Blockchain’s greatest strength is its transparency, but in payment and financial scenarios, this becomes its biggest weakness. When all transaction data is publicly visible, business privacy and user security become hard to protect. As blockchain evolves from an “open ledger” to a “privacy‑payment infrastructure,”Multi‑Party Computation (MPC) has become one of the key technologies connecting cryptography and the distributed ledger.
This article systematically dissects the role of MPC in blockchain, including:
- The core principles and cryptographic components of MPC
- MPC’s key application scenarios in blockchain
- The protocol‑layer evolution of MPC blockchains
- Future trends of MPC + blockchain
- And a real‑world case of MPC in a stablecoin-payment‑oriented public chain
What is MPC Multi‑Party Computation?
Multi‑Party Computation (MPC) allows multiple participants to jointly complete a computation task without revealing their private inputs, finally outputting only the computation result and not exposing any party’s original data. This can be understood as: “Data remains private, but the computation result is jointly verifiable.“
Typical examples include:
- Multiple parties jointly calculating the average salary without revealing individual incomes;
- Multiple institutions jointly training an AI model (privacy AI / federated learning) without sharing raw data;
- Multiple nodes collaboratively computing a blockchain signature, instead of one single node holding the full private key.

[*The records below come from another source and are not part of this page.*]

PR #3357, opened 2019-04-29
[ZEPPELIN-4136] -Use a match expression to determine SparkR Security

RussellSpitzer:
### What is this PR for?
Previously the code dependend on hard coded Spark Versions, this made
some distributions of Spark incompatible because they included security
backports not listed in the official distribution versions. This instead
checks the class itself to determine whether or not the new Secret
method should be utilized

### What type of PR is it?
[Bug Fix | Refactoring]

### Todos
Change from version check to Match

### What is the Jira issue?
https://issues.apache.org/jira/browse/ZEPPELIN-4136

Gonna try out CI

### Questions:
* Does the licenses files need update? Nope
* Is there breaking changes for older versions? Nope
* Does this needs documentation? Nope

### DIFF
--- a/spark/interpreter/src/main/java/org/apache/zeppelin/spark/IPySparkInterpreter.java
+++ b/spark/interpreter/src/main/java/org/apache/zeppelin/spark/IPySparkInterpreter.java
@@ -50,8 +50,7 @@ public class IPySparkInterpreter extends IPythonInterpreter {
         getInterpreterInTheSameSessionByClassName(PySparkInterpreter.class, false);
     setProperty("zeppelin.python", pySparkInterpreter.getPythonExec());
     sparkInterpreter = getInterpreterInTheSameSessionByClassName(SparkInterpreter.class);
-    setProperty("zeppelin.py4j.useAuth",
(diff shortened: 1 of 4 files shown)


zjffdu:
Thanks for the contribution @RussellSpitzer , could you remove SparkVersion#isSecretSocketSupported ?

RussellSpitzer:
Of course

felixcheung:
this is the same for pyspark, right?

RussellSpitzer:
@felixcheung From what I can tell, pyspark just assumes that the secret is always passed https://github.com/apache/zeppelin/blob/8fa534343beccb797f9f1850ec43673ac830b73e/python/src/main/java/org/apache/zeppelin/python/PythonInterpreter.java#L121

RussellSpitzer:
Not sure why i'm having such pain with this type matching :/

RussellSpitzer:
@felixcheung I read the code wrong, to avoid the version check for Python I have it check whether py4j supports the auth token method.

RussellSpitzer:
I'm really not liking what i'm doing here. I think i'm going to try to just push the version number in our distribution.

Core Cryptographic Components of MPC
In a secure multiparty computation blockchain, MPC is typically used in conjunction with the following techniques:
- Secret Sharing: For example, Shamir’s Secret Sharing, which splits a key into multiple shares; several shares are required to reconstruct it.
- Threshold Signature (TSS): A signature can be generated once a sufficient number of nodes reach the threshold.
- Fully Homomorphic Encryption (FHE): Enables direct computation in an encrypted state.
- Zero‑Knowledge Proof (ZKP): Proves that a computation is correct, without revealing the underlying data.
These technologies together form the infrastructure of blockchain privacy computation, turning MPC from an “algorithm” into a “system‑level capability.”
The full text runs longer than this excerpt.